§ **Task statement**
Below are records; report how many of their lines contain the word "issues", giving only the number.

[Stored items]

────────────────────

PR #6108, opened 2026-07-23
fix(mcp): accept canonical resource names in path params and keep error results schema-valid

### LINKED ISSUE #6107: MCP: tools with `{memo}` path param reject canonical `memos/{id}` resource names (404); error results violate the declared outputSchema
### Pre-submission Checklist

### Affected Area

API (built-in MCP server)

### Reproduced On

Demo site (v0.30.0-rc.1) and self-hosted v0.30.0-rc.2

### Memos Version Tested

v0.30.0-rc.1 (demo.usememos.com) and v0.30.0-rc.2 (self-hosted Docker)

### Previous Version

_No response_

### Environment Details

This is the rewritten OpenAPI-driven MCP server from #6026. Reproduced unauthenticated against `https://demo.usememos.com/mcp` (Streamable HTTP) with plain curl — no MCP client involved.

**Related issues:** distinct from #6022 / #6037 / #6049 (list tools returning bare arrays), which are fixed in this build.

### Reproduction Frequency

Always

### Steps to Reproduce

```bash
SID=$(curl -sS -D - -o /dev/null -X POST https://demo.usememos.com/mcp \
  -H 'Content-Type: application/json' -H 'Accept: application/json, text/event-stream' \
  -d '{"jsonrpc":"2.0","id":1,"method":"initialize","params":{"protocolVersion":"2025-03-26","capabilities":{},"clientInfo":{"name":"repro","version":"1.0"}}}' \
  | grep -i mcp-session-id | tr -d '\r' | awk '{print $2}')

mcp() { curl -sS -X POST https://demo.usememos.com/mcp \
  -H 'Content-Type: application/json' -H 'Accept: application/json, text/event-stream' \
  -H "Mcp-Session-Id: $SID" -d "$1"; }

# 1. list_memos returns canonical resource names:
mcp '{"jsonrpc":"2.0","id":2,"method":"tools/call","params":{"name":"memo_list_memos","arguments":{"pageSize":1}}}'
#    -> "name": "memos/webclipper0001"

# 2. Feed that name back to get_memo:
mcp '{"jsonrpc":"2.0","id":3,"method":"tools/call","params":{"name":"memo_get_memo","arguments":{"memo":"memos/webclipper0001"}}}'
#    -> isError: true, structuredContent: {"error":{"message":"404 Not Found: Not Found"}}

# 3. Same call with the bare ID succeeds:
mcp '{"jsonrpc":"2.0","id":4,"method":"tools/call","params":{"name":"memo_get_memo","arguments":{"memo":"webclipper0001"}}}'
```

The same full-name → 404 / bare-ID → success behavior applies to `memo_update_memo`, `memo_delete_memo`, `memo_create_memo_comment`, and `memo_list_memo_comments` (verified update/delete on a self-hosted v0.30.0-rc.2 instance with a PAT; for `memo_update_memo` the 404 means the PATCH is **silently never applied**).

### Current Behavior

**1. Resource-name inconsistency.** Every tool that maps to a `/api/v1/memos/{memo}` path substitutes the `memo` argument directly into the URL, so only bare IDs work (`memos/<id>` becomes `/api/v1/memos/memos/<id>` → 404). But the API returns `name: "memos/<id>"` in every memo object, and the tool's input schema describes the param only as `"The memo id."`. An MCP client (human or LLM) that round-trips the `name` it received from `memo_create_memo`/`memo_list_memos` gets a 404 on every follow-up operation. For `memo_update_memo` this is destructive-adjacent: the edit is silently lost.

**2. Error results violate the declared outputSchema.** On REST failure the tool returns `structuredContent: {"error": {"message": "..."}}`, while e.g. `memo_get_memo` declares an `outputSchema` with `required: ["state","content","visibility"]`. Spec-strict clients (Claude Code, LiteLLM, ChatGPT connector) reject the response with a schema-validation error (`data must have required property 'state'…`), masking the underlying 404 and making the tools appear completely broken.

### Expected Behavior

- Tools accept the canonical `memos/{id}` resource name (ideally both forms: strip a `memos/` prefix before path substitution), matching the `name` values the API returns.
- On failure, tools either omit `structuredContent` (relying on `isError` + text content, per MCP spec) or declare an output schema that admits the error shape — so strict clients surface the real error message.

**Workarounds:** pass bare IDs (strip the `memos/` prefix) for any `{memo}` path parameter; read via `memo_list_memos` when a get fails validation.

harpchad:
Fixes #6107

### Problem

The MCP tools substitute path parameters directly into the REST route, so `memo_get_memo` with `memo: "memos/abc123"` requests `/api/v1/memos/memos/abc123` and 404s. But `memos/abc123` is exactly what the API returns as `name` in every memo object — an MCP client that round-trips the name it received from `memo_create_memo`/`memo_list_memos` gets a 404 on every follow-up call, and for `memo_update_memo` the edit is silently lost.

The failure is then hidden by a second issue: on REST errors the tools return `structuredContent: {"error": ...}`, which doesn't conform to the tool's declared `outputSchema` (e.g. required `state`/`content`/`visibility`). Spec-strict clients (Claude Code, LiteLLM, the ChatGPT connector) reject the response with a schema-validation error, masking the underlying 404.

### Changes

- `substitutePathParameters` now routes values through `trimResourceNamePrefix`: when a path parameter's placeholder directly follows its collection segment (`/api/v1/memos/{memo}`) and the value carries that collection prefix (`memos/abc123`), the prefix is stripped. Bare IDs pass through unchanged; foreign prefixes and multi-segment values are left untouched. Works generically for `{memo}`, `{attachment}`, and any future path parameter.
- `newToolErrorResult` no longer attaches `structuredContent`. Error results report through `isError: true` and text content, per the [spec's structured-content guidance](https://modelcontextprotocol.io/specification/2025-06-18/server/tools#structured-content) — `structuredContent` is only meaningful when it conforms to the declared output schema. As a bonus, clients now see the real error message (`404 Not Found: memo not found`) instead of a validation failure.

### Testing

- New table-driven test `TestBuildAPIRequestAcceptsResourceNamesForPathParameters` covering canonical names, bare IDs, nested routes, attachment names, and the two left-untouched cases; updated error-shape assertions in `adapter_test.go` and `service_test.go`.
- `go test ./server/router/mcp/...` passes; `go build ./...` clean; `golangci-lint run` reports 0 issues.
- Verified end-to-end against a locally built server over the streamable HTTP endpoint: create → get/update/comment/list-comments/delete all succeed using full `memos/<id>` names (update verified persisted), and a nonexistent-memo call returns `isError: true` with no `structuredContent` and the real 404 message.

### DIFF
--- a/server/router/mcp/adapter.go
+++ b/server/router/mcp/adapter.go
@@ -102,9 +102,34 @@ func substitutePathParameters(operation *openAPIOperation, arguments map[string]
 		if !ok || value == nil || valueToString(value) == "" {
 			return "", errors.Errorf(`missing required path parameter "%s"`, parameter.Name)
 		}
-		path = strings.ReplaceAll(path, "{"+parameter.Name+"}", url.PathEscape(valueToString(value)))
+		id := trimResourceNamePrefix(operation.Path, parameter.Name, valueToString(value))
+		path = strings.ReplaceAll(path, "{"+parameter.Name+"}", url.PathEscape(id))
 	}
 	return path, nil
+}
+
+// trimResourceNamePrefix accepts canonical resource names for path parameters.
+// The API returns names like "memos/abc123", but the REST paths take the bare
+// ID ("/api/v1/memos/{memo}"), so clients that round-trip a returned name
+// would otherwise request "/api/v1/memos/memos/abc123" and get a 404. When the
+// placeholder directly follows its collection segment and the value carries
+// that collection prefix, strip the prefix; bare IDs pass through unchanged.
+func trimResourceNamePrefix(path, parameterName, value string) string {
+	placeholder := "/{" + parameterName + "}"
+	index := strings.Index(path, placeholder)
+	if index < 0 {
+		return value
+	}
+	head := path[:index]
+	collection := head[strings.LastIndex(head, "/")+1:]
+	if collection == "" {
+		return value
+	}
+	id, ok := strings.CutPrefix(value, collection+"/")
+	if !ok || id == "" || strings.Contains(id, "/") {
+		return value
+	}
+	return id
 }
 
 func valueToString(value any) string {
--- a/server/router/mcp/adapter_test.go
+++ b/server/router/mcp/adapter_test.go
@@ -6,6 +6,7 @@ import (
 	"errors"
 	"io"
 	"net/http"
+	"strings"
 	"testing"
 
 	"github.com/labstack/echo/v5"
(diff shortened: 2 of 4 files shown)


boojack (approved):
LGTM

────────────────────

§ **The answer**
2